Find the number of lines below in which the word "testutil" occurs. Write only that number.

(Records shown Opens)

PR #6428, opened 2019-01-24
interfaces: add display-control interface

jdstrand:
interfaces: add display-control interface
    
    References:
    https://forum.snapcraft.io/t/interface-to-change-display-brightness/8890

### DIFF
--- a/interfaces/builtin/common_test.go
+++ b/interfaces/builtin/common_test.go
@@ -21,6 +21,7 @@ package builtin
 
 import (
 	. "gopkg.in/check.v1"
+	"os"
 
 	"github.com/snapcore/snapd/interfaces/apparmor"
 	"github.com/snapcore/snapd/interfaces/udev"
@@ -81,6 +82,15 @@ func MockEvalSymlinks(test *testutil.BaseTest, fn func(string) (string, error)) 
 	evalSymlinks = fn
 	test.AddCleanup(func() {
 		evalSymlinks = orig
+	})
+}
+
+// MockReadDir replaces the io/ioutil.ReadDir function used inside the caps package.
+func MockReadDir(test *testutil.BaseTest, fn func(string) ([]os.FileInfo, error)) {
+	orig := readDir
+	readDir = fn
+	test.AddCleanup(func() {
+		readDir = orig
 	})
 }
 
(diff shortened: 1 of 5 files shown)


jdstrand:
I only had access to two devices with different backlights and created as general a rule as I could for them. I figure we'll keep adding rules as hardware is found. Looking into this more, I have a better way.

jdstrand:
@mvo5 and @zyga - I looked into how other software is doing this and found that they are looking at the symlinks in /sys/class/backlight, so I came up with something that will work well for primary screens (see the commit message). I also noticed some DBus services that could be in the interface and added them.

interfaces/builtin/common_test.go
```diff
@@ -84,6 +85,15 @@ func MockEvalSymlinks(test *testutil.BaseTest, fn func(string) (string, error))
 	})
 }
 
+// MockReadDir replaces the io/ioutil.ReadDir function used inside the caps package.
+func MockReadDir(test *testutil.BaseTest, fn func(string) ([]os.FileInfo, error)) {
```
zyga: Typically we return a function that restores the mocking operation. I don't oppose this but we can change that on a drive-by next time.

interfaces/builtin/display_control.go
```diff
@@ -0,0 +1,137 @@
...
+    peer=(label=unconfined),
+
+/sys/class/backlight/ r,
+`
+
+type displayControlInterface struct {
+	commonInterface
+}
+
+func (iface *displayControlInterface) dereferencedBacklightPaths() []string {
```
zyga: This looks good.

interfaces/builtin/display_control.go
```diff
@@ -0,0 +1,137 @@
...
+	}
+	return paths
+}
+
+func (iface *displayControlInterface) AppArmorConnectedPlug(spec *apparmor.Specification, plug *interfaces.ConnectedPlug, slot *interfaces.ConnectedSlot) error {
+	// add the static rules
+	spec.AddSnippet(displayControlConnectedPlugAppArmor)
+
+	// add the detected rules
+	for _, p := range iface.dereferencedBacklightPaths() {
```
zyga: I think this is still some time away but this feels like a good candidate for hot plug transformation.

jdstrand: Yes, I agree (and mentioned that in the git commit ;)

interfaces/builtin/common_test.go
jdstrand: I was just following what we did for MockEvalSymlinks, directly above.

(Records shown Closes)

## Task output
4